§ **EXERCISE BRIEF**: Print only the closing part of the entries. It starts at the line containing "1. https://github.com/jaiarobotics/jaiabot/pull/1048" and includes the final line, exactly as written.

§ **LISTED RECORDS**:
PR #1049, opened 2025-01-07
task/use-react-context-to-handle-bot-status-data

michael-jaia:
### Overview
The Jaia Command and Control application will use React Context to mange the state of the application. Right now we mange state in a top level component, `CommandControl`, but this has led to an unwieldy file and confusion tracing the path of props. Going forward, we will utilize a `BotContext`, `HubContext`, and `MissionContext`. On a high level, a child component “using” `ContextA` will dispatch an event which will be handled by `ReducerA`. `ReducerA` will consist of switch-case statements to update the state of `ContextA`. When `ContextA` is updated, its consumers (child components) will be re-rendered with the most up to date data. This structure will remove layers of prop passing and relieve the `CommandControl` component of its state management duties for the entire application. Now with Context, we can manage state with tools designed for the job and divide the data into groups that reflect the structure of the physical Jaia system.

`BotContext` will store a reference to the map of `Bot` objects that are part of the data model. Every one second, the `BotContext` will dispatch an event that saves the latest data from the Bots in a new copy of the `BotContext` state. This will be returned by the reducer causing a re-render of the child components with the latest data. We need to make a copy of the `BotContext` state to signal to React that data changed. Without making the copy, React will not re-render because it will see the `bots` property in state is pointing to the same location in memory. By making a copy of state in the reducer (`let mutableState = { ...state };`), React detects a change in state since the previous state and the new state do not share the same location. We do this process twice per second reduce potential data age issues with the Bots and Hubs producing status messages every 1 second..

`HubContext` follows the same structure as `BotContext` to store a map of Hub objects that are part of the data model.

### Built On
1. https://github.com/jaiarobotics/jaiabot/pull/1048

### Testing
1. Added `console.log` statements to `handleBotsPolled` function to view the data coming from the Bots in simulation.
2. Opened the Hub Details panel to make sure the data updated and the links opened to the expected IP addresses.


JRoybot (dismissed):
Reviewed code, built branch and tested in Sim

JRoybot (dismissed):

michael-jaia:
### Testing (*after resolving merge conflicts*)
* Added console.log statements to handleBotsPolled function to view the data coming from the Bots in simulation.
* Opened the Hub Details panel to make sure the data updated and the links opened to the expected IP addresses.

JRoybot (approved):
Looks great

§ **TASK SOLUTION**:
1. https://github.com/jaiarobotics/jaiabot/pull/1048

### Testing
1. Added `console.log` statements to `handleBotsPolled` function to view the data coming from the Bots in simulation.
2. Opened the Hub Details panel to make sure the data updated and the links opened to the expected IP addresses.


JRoybot (dismissed):
Reviewed code, built branch and tested in Sim

JRoybot (dismissed):

michael-jaia:
### Testing (*after resolving merge conflicts*)
* Added console.log statements to handleBotsPolled function to view the data coming from the Bots in simulation.
* Opened the Hub Details panel to make sure the data updated and the links opened to the expected IP addresses.

JRoybot (approved):
Looks great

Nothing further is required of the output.